Interested individuals/families can get more information about participating. The researchers would also like to hear from families that participated in the original, first phase of Gliogene if there are any new updates to their family history.

For those in the brain tumor community without a family history of more than one glioma, who would still like to help (Dr. Bondy says that, “One of our thoughts was that if we identified genes in families that they would be important for us, too, for sporadic cases as well.”), spreading the word about this research is another avenue support the Gliogene effort.


*More specifically the exomes — or the regions of the genome that contains the genes that contain the instructions to make protein products – of these individuals.

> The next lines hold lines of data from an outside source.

PR #297, opened 2024-05-29
mod: update package lnd v0.18.0-beta.rc3

YusukeShimizu:
Updated github.com/lightningnetwork/lnd package to v0.18.4-beta.rc1. 
Also updated golang version to 1.22 accordingly.

> [!IMPORTANT]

**The “penetrance” of the inherited mutations in the POT1 gene – that is the proportion of patients who have the mutation and actually go on to develop the disease – is also not believed to be high. A disease is said to have “complete” penetrance if clinical symptoms are present in all individuals who have the disease-causing mutation. This means not every person carrying a mutated variant of the POT1 gene (which is believed to be less than 1% of the general population) will necessarily develop a glioma. This is because complex disorders, like brain tumors and cancers, are thought to result from the accumulating effect of multiple, rare gene mutations (both inherited and non-inherited) occurring over time and often influenced by the environment and other risk factors not yet known. As Dr. Bondy puts it, these findings “could be an important piece of a very complex puzzle.”